Stuck in the public school system? Really? The Arizona Department of Education apparently doesn’t agree. It gave its highest “A” rating to Amphi’s Ironwood Ridge High, to name one of 35 “A” rated traditional public schools in our area. No charter school is rated higher. That doesn’t sound like “stuck” to me.

Two other Amphi schools also earned an “A” rating.  So did three schools in Flowing Wells, three in Marana, six in Catalina Foothills, eight in Tucson Unified and 12 in Vail. I wouldn’t say students attending those schools, or other highly-rated schools in the area, are “stuck.”

So why is the opinion of some clueless ex-CEO worth mentioning? Because he’s the man Governor Jan Brewer appointed to head her Arizona Ready Education Council whose job is to implement the state’s education reform plan. Barrett’s blatant prejudice against our traditional public schools will undoubtedly shape  - maybe, “warp” is a better term - the decisions he makes about our educational future.

Even though Barrett thinks the schools are doing a lousy job, he doesn’t want to spend one more dime on education. He says it doesn’t matter that we spend less per student than any other state in the nation. What we need, he says, is more charter schools.

I know Barrett is a smart guy, and he’s spent time looking at schools around the country, so he should know better. Serious research studies of the nation’s schools have concluded similar students in charter and traditional public schools have similar levels of achievement.

Two of those studies were conducted by President Bush’s Education Department. In Arizona, students in charter schools actually score lower than similar students in district schools, according to a recent study out of Stanford University.

Why then, does Barrett sing the praises of charters over other public schools? Maybe it’s because he has skin in the game. Barrett is president and chairman of BASIS Charter Schools. He loves to cite his schools as examples of all that’s right about education.

Barrett has cause to be proud of BASIS charters. They’re some of the top schools in Arizona and among the best in the nation.

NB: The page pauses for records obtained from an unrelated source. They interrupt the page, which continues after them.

PR #8, opened 2019-10-07
Custom generator code in the react sample

samelhusseini:
Add custom generation code to the react sample, and added links to documentation.

### DIFF
--- a/blockly-react/src/App.js
+++ b/blockly-react/src/App.js
@@ -27,15 +27,25 @@ import './App.css';
 import logo from './logo.svg';
 
 import BlocklyComponent, { Block, Value, Field, Shadow } from './Blockly';
+
+import BlocklyJS from 'blockly/javascript';
+
 import './blocks/customblocks';
+import './generator/generator';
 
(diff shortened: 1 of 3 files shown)


blockly-react/src/blocks/customblocks.js
```diff
@@ -1,11 +1,52 @@
...
+      "type": "field_react_component",
+      "name": "FIELD",
+      "text": "Click me"
+    },
+  ],
+  "previousStatement": null,
+  "nextStatement": null,
+};
 
 Blockly.Blocks['test_react_field'] = {
```
rachel-fenichel, line 47: FWIW I think you could use defineBlocksWithJsonArray here (assuming json supports style)

rachel-fenichel (approved):

blockly-react/src/blocks/customblocks.js
samelhusseini: Yeah, I wanted to keep the two there for demonstration purposes.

But, they don’t provide an example for other schools to follow, because they only educate a select group of students - the cream of the academic crop.

BASIS “counsels” students who don’t meet its high academic standards to go choose other schools to attend. You could say, using the terminology of the Occupy Movement, BASIS educates the academic one percent. The 99 percent can go elsewhere.

I’ve taught top students. Those kids are a teacher’s dream come true. What’s tough is getting results from less motivated, low-achieving students. BASIS doesn’t even try.

Barrett has a track record for educating the 99 percent, and the results are disturbing. He sits on the Board of Directors of Virginia-based K-12 Inc., which runs online charter schools around the country, including Arizona Virtual Academy whose 4,000 students represent a cross section of the state’s children. The school is currently on academic probation. Another year or two of low test scores, and the state will pull its charter.

Those 4,000 students will have to find another, hopefully more successful, school.

Not surprisingly, Barrett doesn’t talk much about Arizona Virtual Academy.

Our schools need to improve, no question about it - traditional public schools as well as charters. Even “A” rated schools can be better than they are. But, Craig Barrett, though he seems to hold himself in very high esteem, clearly doesn’t have the answers. I’m not sure he even understands the questions. Unfortunately, Governor Brewer seems to share Barrett’s high opinion of himself and has put him in charge of shaping Arizona’s educational future.